(TO DO): Go through the material and copy every line in which "snapshots" appears.

◇ ◇ ◇ ◇ ◇

PR #4763, opened 2026-08-20
fix(utils): require independent evidence for a trusted account home

probepark:
`packages/utils/test/env.test.ts` has a failing test on `dev` right now: **`preserves inherited credentials when a hostile project HOME overlays the runtime HOME`**. It has been red since `bec1867e`, and the two follow-ups (`90a0e4bb`, `d9fabc8f`) did not fix it. It is red because credentials really are loaded from a checkout-controlled home.

## What broke

`bec1867e` replaced the fail-closed fallback

```ts
const trustedEnvHome = rejectProjectHome ? path.parse(process.cwd()).root : os.homedir();
```

with `getTrustedHomeDir()`. In `DirResolver`, an `ambiguousHome` (the project dotenv declares `HOME`) falls back to `accountHomeFromSystem()`, which reads `os.userInfo().homedir`.

**Node documents `os.userInfo().homedir` as the passwd value, independent of `$HOME`. Bun does not behave that way on macOS.** Measured on this host:

```
$ bun -e 'console.log(os.userInfo().homedir)'
/Users/probe
$ HOME=/tmp/fakehome bun -e 'console.log(os.userInfo().homedir)'
/tmp/fakehome
```

So the rejected, project-influenced home came straight back as its own justification, and `$HOSTILE_HOME/.env` was parsed for credentials. Linux is unaffected: `accountHomeFromSystem()` reads `/etc/passwd` there, which really is env-independent.

Deleting `process.env.HOME` before the call does not help — Bun snapshots `HOME` at process start and still returns `/tmp/fakehome`.

## The fix

The account home is independent evidence only when it does not merely echo the runtime home:

```ts
const independentAccountHome = accountHome !== undefined && accountHome !== runtimeHome ? accountHome : undefined;
this.#trustedHome = ambiguousHome
  ? (independentAccountHome ?? path.parse(process.cwd()).root)
  : (runtimeHome ?? accountHome ?? /* throw */);
```

The root sentinel is the existing unavailability mechanism — `#homeAvailable` is already `this.#trustedHome !== path.parse(this.#trustedHome).root` — so an ambiguous home with no independent evidence marks user state unavailable and `env.ts` keeps credential resolution fail-closed through the `try/catch` it already has. This restores the pre-`bec1867e` posture without reverting the newer explicit-unavailability semantics.

Linux keeps the intended behavior: `/etc/passwd` differs from the hostile runtime home, so the real account home is still selected.

## Verification

Run in a detached worktree at `origin/dev`:

| suite | before | after |
|---|---|---|
| `packages/utils/test/env.test.ts` | 42 pass / **1 fail** | **43 pass / 0 fail** |
| `agent-dir-trust` + `config-dir-name-containment` + `dirs-python-gateway` | — | 28 pass / 0 fail |
| `packages/utils/test/` (whole) | — | 362 pass / 1 fail |

Negative control: reverting only `dirs.ts` returns `env.test.ts` to 42/1 with the same `hostile HOME credential was loaded` message; restoring it returns 43/0.

The one remaining `packages/utils/test/` failure is `startup imports > importing the fetch tool does not synchronously load linkedom`, which is **not** related: it fails identically back through `6e42f973` and reproduces as `Cannot find module pi_natives.darwin-arm64.node` because natives are not built in the review worktree.

## Why this was latent

Recent `dev` push runs are largely `cancelled` (rapid successive merges share a concurrency group), so affected-path validation for these commits never completed. The failing test was committed red and stayed red through two follow-up commits.

---

# Second commit: Windows case-insensitive environment names

Found while reviewing #4750 (the finding is pre-existing on `dev`, not that PR's — it changes no `packages/utils/src/` file).

Windows environment names are case-insensitive; the project snapshot stored the exact case parsed from the file, and every provenance lookup is spelled upper case:

```ts
const declaredHome = snapshot.values[authoritativeHomeKey]; // "USERPROFILE"
```

A `.env` line `userprofile=...`, `gjc_coding_agent_dir=...`, or a lowercase provider key is therefore **invisible to the guard** while `process.env`/`Bun.env` still resolves it — live but unguarded, which bypasses trusted-home, agent-directory and credential checks.

`canonicalEnvKey()` folds keys on `win32` only, applied at both snapshot construction and every lookup in `dirs.ts` and `env.ts`.

**The POSIX direction is the real risk of this change**, so it is pinned: POSIX names are case-sensitive, and folding them would treat a lowercase `home=` as declaring `HOME`, dropping the trusted home's credentials on every POSIX host. The new test `keeps POSIX environment names case-sensitive when folding Windows declarations` fails (43/1) if the `win32` gate is removed and passes (44/0) with it.

| | result |
|---|---|
| `packages/utils/test/env.test.ts` | **44 pass / 0 fail** |
| same, with the `win32` gate removed | 43 pass / **1 fail** |
| `packages/utils/test/` (whole) | 362 pass / 1 fail (the unrelated natives-missing `linkedom` probe) |

**Windows runtime behavior is unverified** — I have no Windows host. The change is provably identity on POSIX, and the logic follows from Windows' documented case-insensitive environment block, but a Windows CI run is the real check.

gajae.pr-review-verdict.v1 needs-human sha256:77f9726a961dc85f0d1310c3acea6694986328788de4d59bfe7529f3adbbd388 reviewer:human reviewer-id:probepark evidence:author-cannot-self-approve-windows-canonicalization-split-out-this-pr-is-macos-only-and-fixes-red-dev


probepark:
Rebased onto `00889fad` (was 30 commits behind) and re-verified with **natives built**, which matters — an unbuilt review worktree produces misleading failures in unrelated suites.

| suite | result |
|---|---|
| `packages/utils/test/env.test.ts` | **44 pass / 0 fail** |
| `packages/utils/test/` (whole) | **370 pass / 0 fail** |

Both negative controls still fire on the rebased tree:

| mutation | result |
|---|---|
| drop the independence requirement (`accountHome ?? root`) | 43 / **1 fail** |
| fold env keys unconditionally (remove the `win32` gate) | 43 / **1 fail** |
| as authored | **44 / 0** |

The second one is the important guard: folding on POSIX would treat a lowercase `home=` as declaring `HOME` and drop the trusted home's credentials on every POSIX host, so that direction is pinned rather than assumed.

**`dev` is red on this right now.** At `00889fad`, `preserves inherited credentials when a hostile project HOME overlays the runtime HOME` fails — credentials are loaded from a checkout-controlled home on macOS. It has been red since `bec1867e` and survived two follow-up commits with the same title. The failure stayed latent because `dev` push runs are largely cancelled.

For the record on the noise I reported earlier: with natives built, `startup imports > importing the fetch tool does not synchronously load linkedom` passes 3/0. That failure was purely an unbuilt-worktree artifact, not a second dev breakage.

I cannot approve my own PR. This is the only thing standing between `dev` and green on the credential trust boundary — @Yeachan-Heo @snowykr.

Yeachan-Heo:
PR #4765 depends on this trusted-home baseline fix for the current-dev MCP discovery/startup regression family. Please obtain independent approval and merge #4763 into `dev` before finalizing #4765; I will rebase the replacement onto the resulting dev head rather than duplicating these unrelated utils changes.

snowykr (changes requested):
## Verdict

**CHANGES_REQUESTED**

## Summary

The hostile-project-`HOME` fix is directionally correct and the Windows-only environment-key canonicalization is consistently applied at the reviewed provenance boundaries. However, its only non-identity branch runs on Windows and is neither covered by an executable Windows regression nor exercised by the affected-path Windows CI selection.

1. **[P1] Add a Windows regression that proves case-insensitive project-dotenv provenance enforcement.**  
   `packages/utils/test/env.test.ts:254-275`

   The new test explicitly returns on Windows and only asserts that lowercase `home` remains distinct from `HOME` on POSIX. That leaves the security-relevant behavior of `canonicalEnvKey()` unproven on its sole target platform: a project-controlled lowercase or mixed-case `userprofile`, `gjc_coding_agent_dir`, or provider credential must be rejected just like its uppercase spelling. Add a Windows child-process regression that asserts trusted-home/agent-directory resolution and credential inheritance reject those project values. Route it through the Windows affected-path predicate as needed (`scripts/ci-dev-affected.ts:429-450`, `.github/workflows/dev-ci.yml:302-370`).

## CI / Verification

- Reviewed CI artifacts for head `759fce17d308192aedbf43ad067c93258659a2d1` without executing PR code locally.
- Relevant utils test/type-check and affected-path validation checks succeeded.
- The Windows `dev:doctor + session-path regression` and native-toolchain checks were skipped; they provide no evidence for the new Windows-only branch.
- The overall Dev CI `needs human ci` / PR-contract gate result was excluded from the verdict.

## Axis Coverage

| Axis | Verdict | Coverage |
|---|---|---|
| A1. Intent / Policy / Contract | PASS | The patch remains focused on the stated hostile-HOME provenance defect; no contract or scope blocker found. |
| A2. Architecture / Correctness / Failure | CHANGES_REQUESTED | The Windows-specific case-folding path lacks an executable regression for its security-critical behavior. |
| A3. Security / Privacy / Trust | PASS | Reviewed untrusted dotenv provenance, credential filtering, path handling, and header parsing; no separate flaw found. |
| A4. Verification / Tests / CI | CHANGES_REQUESTED | Changed coverage skips Windows and relevant Windows CI did not run for the affected utils paths. |
| A5. Context / Compatibility / Platform | PASS | Call sites, exports, package surface, changelog, and POSIX/Windows separation were reviewed; no separate compatibility blocker found. |

probepark:
@snowykr your P1 is fair and I have acted on it by splitting rather than bolting more onto this PR.

**This PR is now the macOS fix only** — one commit, `packages/utils/src/dirs.ts` plus its changelog entry. The Windows `canonicalEnvKey()` work your finding was about has moved to #4766, where I added the executable Windows regression you asked for and routed `utils/src/dirs.ts`, `utils/src/env.ts` and the new suite through `isWindowsSessionPathRegressionPath` so the required windows-latest lane actually runs it.

I split it because this half fixes a test that is **red on `dev` right now**. `preserves inherited credentials when a hostile project HOME overlays the runtime HOME` has been failing since `bec1867e` and survived two follow-up commits with the same title. Holding the macOS fix behind Windows coverage for a different branch keeps a live credential trust-boundary hole open on `dev`.

Your other four axes passed on this content, and the remaining commit is the one they passed on.

Verification at `774f1838`: `packages/utils/test/env.test.ts` **43 pass / 0 fail**; reverting only the independence check returns it to 42/1 with the same `hostile HOME credential was loaded` message.

For completeness on the finding itself — the reason the ambiguous-home fallback was unsafe is that `accountHomeFromSystem()` reads `os.userInfo().homedir`, and **Bun resolves that from `$HOME` on macOS** (Node reads the passwd database). Measured on this host:

```
$ HOME=/tmp/fakehome bun -e 'console.log(os.userInfo().homedir)'
/tmp/fakehome
```

So the rejected project-declared home came back as its own justification. Deleting `process.env.HOME` first does not help — Bun snapshots it at process start.

Yeachan-Heo:
Maintainer terminal repair: #4763 is superseded by #4770, which carries the trusted-home fix onto current `dev` and adds the requested executable Windows case-folding regression plus affected-path routing.

Replacement head: `b105f3ad14d76e3bc9fa390937a305032b67ccb6`
Base: `88ff56b3a6e8f1e32c343dacc402151edfc982ee`
PR: https://github.com/Yeachan-Heo/gajae-code/pull/4770

Yeachan-Heo:
Superseded by maintainer replacement PR #4770, which adds the requested Windows provenance regression and affected-path routing.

◇ ◇ ◇ ◇ ◇

(RESULT):
Deleting `process.env.HOME` before the call does not help — Bun snapshots `HOME` at process start and still returns `/tmp/fakehome`.
So the rejected project-declared home came back as its own justification. Deleting `process.env.HOME` first does not help — Bun snapshots it at process start.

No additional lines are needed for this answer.